> _DIRECTIONS FOR THIS TASK_: Of the lines below, report only those that contain "UpdateUnremovableNodesCount".

Stored data
┌──

PR #34, opened 2023-10-05
Loading optimization

annehaley:
When using remote datasets (like the examples from Pangeo Forge), the load time has become too long ever since we switched to more specific slicing along our axes.

Currently, we fetch the whole data array (for the given time slice) and retroactively apply our start-stop-step slicing to x, y, and z. This is because the Pyvista-Xarray algorithm class had no support for this type of slicing. 

This PR, in tandem with https://github.com/pyvista/pyvista-xarray/pull/58, eliminates most of that load time. See the below diagram for load time results. There are three groups of five load times in this diagram:

1. No fix applied (code from `main` with some extra print statements to measure times)
2. Partial fix applied (First commit from https://github.com/pyvista/pyvista-xarray/pull/58 only)
3. Full fix applied, with data persisting and `isel` indexing

image

(This PR also has some initial commits which fix small things I noticed during load time testing, as well as a new example file.)


examples/example_config_cmip.json
```diff
@@ -0,0 +1,42 @@
...
+    "data_origin": "https://ncsa.osn.xsede.org/Pangeo/pangeo-forge/cmip6-feedstock/test_full_depth.zarr",
+    "data_array": {
+        "active": "so",
+        "x": "i",
+        "y": "j",
+        "z": "lev",
+        "t": "time"
+    },
+    "data_slices": {
+        "time": [
```
alesgenova, line 11: Ok, I can see why you used a plain `list` instead of `slice` in the other PR

pan3d/dataset_builder.py
```diff
@@ -364,24 +348,26 @@ def auto_select_coordinates(self):
...
-
-            self.state.ui_unapplied_changes = True
+        self.da = self.algorithm.sliced_data_array
+        if self.state.da_active and self.da is not None:
+            total_bytes = self.da.size * self.da.dtype.itemsize
+        else:
+            total_bytes = 0
+        exponents_map = {0: "bytes", 1: "KB", 2: "MB", 3: "GB"}
+        for exponent in sorted(exponents_map.keys(), reverse=True):
+            divisor = 1024**exponent
```
alesgenova, line 358: Most likely unnecessary optimization:
- bytes: `1 << 0`
- KB: `1 << 10`
- MB: `1 << 20`
- GB: `1 << 30`

alesgenova (approved):
Looks good!

alesgenova (approved):
Looks good, the code just need to be re-linted to make the CI pass

alesgenova (approved):

PR #3690, opened 2020-11-13
Add unremovable_nodes_count metric

evgenii-petrov-arrival:
I want to set up alerting for cases where nodes are unremovable due to user errors, like lack of "safe to deschedule" annotation, and so this Pull Requests adds a Gauge sliced by `fmt.Sprintf("%s", simulator.UnremovableReason)`.

I wasn't sure if there is any concurrent access involved, so added a mutex for the counter map, please let me know if it is unnecessary.

I also wasn't sure how to test this, any suggestions are welcome.

### DIFF
--- a/cluster-autoscaler/core/scale_down.go
+++ b/cluster-autoscaler/core/scale_down.go
@@ -659,6 +659,16 @@ func (sd *ScaleDown) addUnremovableNode(unremovableNode *simulator.UnremovableNo
 	sd.unremovableNodeReasons[unremovableNode.Node.Name] = unremovableNode
 }
 
+func (sd *ScaleDown) getUnremovableNodesCount() map[simulator.UnremovableReason]int {
+	reasons := make(map[simulator.UnremovableReason]int)
+
+	for _, node := range sd.unremovableNodeReasons {
+		reasons[node.Reason]++
+	}
+
+	return reasons
+}
+
 // markSimulationError indicates a simulation error by clearing  relevant scale
 // down state and returning an appropriate error.
 func (sd *ScaleDown) markSimulationError(simulatorErr errors.AutoscalerError,
--- a/cluster-autoscaler/core/static_autoscaler.go
+++ b/cluster-autoscaler/core/static_autoscaler.go
@@ -526,6 +526,7 @@ func (a *StaticAutoscaler) RunOnce(currentTime time.Time) errors.AutoscalerError
 			metrics.UpdateLastTime(metrics.ScaleDown, scaleDownStart)
 			scaleDownStatus, typedErr := scaleDown.TryToScaleDown(currentTime, pdbs)
 			metrics.UpdateDurationFromStart(metrics.ScaleDown, scaleDownStart)
+			metrics.UpdateUnremovableNodesCount(scaleDown.getUnremovableNodesCount())
 
 			scaleDownStatus.RemovedNodeGroups = removedNodeGroups
 
--- a/cluster-autoscaler/metrics/metrics.go
+++ b/cluster-autoscaler/metrics/metrics.go
@@ -17,6 +17,8 @@ limitations under the License.
 package metrics
 
 import (
+	"fmt"
+	"k8s.io/autoscaler/cluster-autoscaler/simulator"
 	"time"
 
 	"k8s.io/autoscaler/cluster-autoscaler/utils/errors"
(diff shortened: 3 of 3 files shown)


mwielgus (changes requested):
A related test is failing:
```
--- FAIL: TestFindUnneededNodes (0.02s)
panic: runtime error: invalid memory address or nil pointer dereference [recovered]
[signal SIGSEGV: segmentation violation code=0x1 addr=0x0 pc=0x3b7791f]
```
Please fix your code.

evgenii-petrov-arrival:
>Please fix your code.

Done.

Sorry for not running the gofmt/golint/tests before create a pull request, I haven't figured out how vendoring is structured in the repo and was depending on CI to catch any errors while I'm figuring that out.

evgenii-petrov-arrival:
@mwielgus , as far as I can tell, there is no way for me to mark your request for changes as addressed, so just in case I'll duplicate a request for re-review as a comment.

I think I've addressed your request for changes and the tests are passing now.

cluster-autoscaler/core/scale_down.go
```diff
@@ -364,21 +364,25 @@ type ScaleDown struct {
 	usageTracker           *simulator.UsageTracker
 	nodeDeletionTracker    *NodeDeletionTracker
 	unremovableNodeReasons map[string]*simulator.UnremovableNode
+
+	mx                        sync.Mutex
```
mwielgus, line 368: Mutex. All other fields are full name.

mwielgus (changes requested):

cluster-autoscaler/core/scale_down.go
evgenii-petrov-arrival: Fixed.

MaciekPytel:
It seems to me that this is duplicating the logic for gathering unready reasons that we already have for [ScaleDownStatusProcessor](https://github.com/kubernetes/autoscaler/blob/master/cluster-autoscaler/processors/status/scale_down_status_processor.go). I think implementing this as a processor should be preferred to avoid duplication, keep the aggregation logic encapsulated and avoid bloating scale-down logic even more.

cluster-autoscaler/core/scale_down.go
```diff
@@ -608,6 +612,7 @@ func (sd *ScaleDown) UpdateUnneededNodes(
 	sd.nodeUtilizationMap = utilizationMap
 	sd.clusterStateRegistry.UpdateScaleDownCandidates(sd.unneededNodesList, timestamp)
 	metrics.UpdateUnneededNodesCount(len(sd.unneededNodesList))
+	metrics.UpdateUnremovableNodesCount(sd.unremovableReasonCounters)
```
mwielgus, line 615: I guess you may need to lock the mutex here.

evgenii-petrov-arrival:
>It seems to me that this is duplicating the logic for gathering unready reasons that we already have for ScaleDownStatusProcessor.

I've looked at ScaleDownStatusProcessor after your comment (wasn't aware of it before), and I don't think that adding a processor here would reduce complexity. Currently NoOpScaleDownStatusProcessor is the default ScaleDownStatusProcessor. And changing from NoOp to SomeOp seems to be a much larger change than adding a metric next to another similar metric.

That said, moving both `metrics.UpdateUnneededNodesCount` and `metrics.UpdateUnremovableNodesCount` to ScaleDownStatusProcessor seems like a good idea, but that refactoring is a much larger change than this one, and I think shouldn't block addition of this feature.

cluster-autoscaler/core/scale_down.go
evgenii-petrov-arrival: I think you are right, I'll try to get to this tomorrow.

evgenii-petrov-arrival: Done.

evgenii-petrov-arrival:
@mwielgus , is there something I can do to advance this pull request through the review?

towca:
Adding a processor only for updating one metric does seem like a bit of an overkill to me. This PR isn't actually duplicating any existing logic, since we don't pivot the `unremovableNodeReasons` map into per-reason counters anywhere. That said, I see two major problems with the proposed approach.

First of all, unremovable reasons are also set in `TryToScaleDown()`, which is called after `UpdateUnneededNodes()`. If you set the metric at the end of `UpdateUnneededNodes()`, you'll miss all of the reasons found in `TryToScaleDown()`. I think a good place to update this metric is just after `TryToScaleDown()` is called in `RunOnce()`.

Secondly, I think you're missing the fact that the `unremovableNodeReasons` map is cleared every loop, at the beginning of the scale-down logic in `RunOnce()` - in `scaleDown.CleanUp()`. So you don't need to keep track of how many reasons were added in the current loop in another structure. I'd recommend adding a `getUnremovableNodeReasonCounters() map[simulator.UnremovableReason]int` method to ScaleDown, which would go through all nodes in `unremovableNodeReasons` and count how many times each reason occurs. Then you can just pass its result to the function which updates the metric.

evgenii-petrov-arrival:
Thanks @towca , both very good points. I think I've addressed them know, please take a look.

towca:
Sorry for missing your reply, thanks for addressing my comments!

/lgtm

mwielgus:
Please squash commits to just 1-2 and we are good to merge.

evgenii-petrov-arrival:
Squashed to one commit, please take another look.

mwielgus (approved):
/lgtm
/approve

PR #3691, opened 2020-11-13
Add `extraEnvConfigMaps` and document some values

avorima:
There already is `envFromSecret` and `extraEnvSecrets`, so I made `envFromConfigMap` behave like `envFromSecret` and added `extraEnvConfigMaps` to replace it.

This pattern should make the intended use of the values clearer.

### DIFF
--- a/charts/cluster-autoscaler/Chart.yaml
+++ b/charts/cluster-autoscaler/Chart.yaml
@@ -17,4 +17,4 @@ name: cluster-autoscaler
 sources:
   - https://github.com/kubernetes/autoscaler/tree/master/cluster-autoscaler
 type: application
-version: 9.0.0
+version: 9.1.0
--- a/charts/cluster-autoscaler/README.md
+++ b/charts/cluster-autoscaler/README.md
@@ -46,6 +46,10 @@ Releases of the chart from `9.0.0` onwards return the naming of the chart to `cl
 
 To migrate from a 1.X release of the chart to a `9.0.0` or later release, you should first uninstall your `1.X` install of the `cluster-autoscaler-chart` chart, before performing the installation of the new `cluster-autoscaler` chart.
 
+## Migration from 9.0 to 9.1
+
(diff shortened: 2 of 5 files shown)


avorima:
@gjtempleton I'm unsure what version increase to use, since this "only" is a breaking change for people who use the undocumented `envFromConfigMap`.

charts/cluster-autoscaler-chart/templates/deployment.yaml
```diff
@@ -156,10 +156,15 @@ spec:
                   name: {{ default (include "cluster-autoscaler.fullname" $) $value.name }}
                   key: {{ required "Must specify key!" $value.key }}
           {{- end }}
-          {{- if .Values.envFromSecret }}
+          {{- if or .Values.envFromSecret .Values.envFromConfigMap }}
           envFrom:
+          {{- if .Values.envFromSecret }}
             - secretRef:
                 name: {{ .Values.envFromSecret }}
+          {{- else if .Values.envFromConfigMap }}
```
gjtempleton, line 164: Do we want this to be an `else if` could a user not conceivably want to define both `envFromSecret` and `envFromConfigMap`?

gjtempleton (changes requested):
Hi, thanks for the PR!

Good point about the versioning and breaking of the existing functionality being undocumented.

I've already raised #3679 bumping the major version from 1.X to 9.X and I think this change is best included at the same time as also potentially breaking functionality. If you could add an entry to the Readme via the `.gotmpl` file to highlight the change happening and how users can maintain their existing behaviour I think that's the best approach. I've also got one quick nitpick.

charts/cluster-autoscaler-chart/templates/deployment.yaml
avorima: Allowing both is better, you're right. I'll change it.

avorima:
@gjtempleton I've added a short migration guide, but I still felt like this change should at least be a minor version increase. WDYT?

gjtempleton:
@avorima Agreed on the minor release, thanks for the rebase. 

Sorry, I should have got this merged last week before the 9.0.0 release.

PR #3692, opened 2020-11-13
Add extraVolumeSecrets chart value

avorima:
This value can be used to render `volumes` and `volumeMounts`.

### DIFF
--- a/charts/cluster-autoscaler/Chart.yaml
+++ b/charts/cluster-autoscaler/Chart.yaml
@@ -17,4 +17,4 @@ name: cluster-autoscaler
 sources:
   - https://github.com/kubernetes/autoscaler/tree/master/cluster-autoscaler
 type: application
-version: 9.1.0
+version: 9.2.0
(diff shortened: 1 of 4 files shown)


charts/cluster-autoscaler-chart/values.yaml
```diff
@@ -150,6 +150,9 @@ extraArgs:
 # extraEnv -- Additional container environment variables.
 extraEnv: {}
 
+# extraVolumeSecrets -- Additional volumes to mount from Secrets.
```
gjtempleton, line 153: Can you include a full example of using this commented out given there's a number of sub-options here please.

gjtempleton:
Hey, thanks for the PR!

One request for you from a first look over it.

foriequal0:
I've found that my PR will conflict with this: https://github.com/kubernetes/autoscaler/pull/3725

avorima:
@foriequal0 My intent is that extra volumes and volumeMounts can be added for any cloud provider, so I'd prefer not to move it into an `else if`-block

charts/cluster-autoscaler/Chart.yaml
```diff
@@ -17,4 +17,4 @@ name: cluster-autoscaler
 sources:
   - https://github.com/kubernetes/autoscaler/tree/master/cluster-autoscaler
 type: application
-version: 9.1.0
+version: 9.1.1
```
gjtempleton, line 20: I'd prefer if we stuck to SemVer here and bumped the minor version as new functionality is being added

└──

> _ANSWER AREA_:
+			metrics.UpdateUnremovableNodesCount(scaleDown.getUnremovableNodesCount())
+	metrics.UpdateUnremovableNodesCount(sd.unremovableReasonCounters)
That said, moving both `metrics.UpdateUnneededNodesCount` and `metrics.UpdateUnremovableNodesCount` to ScaleDownStatusProcessor seems like a good idea, but that refactoring is a much larger change than this one, and I think shouldn't block addition of this feature.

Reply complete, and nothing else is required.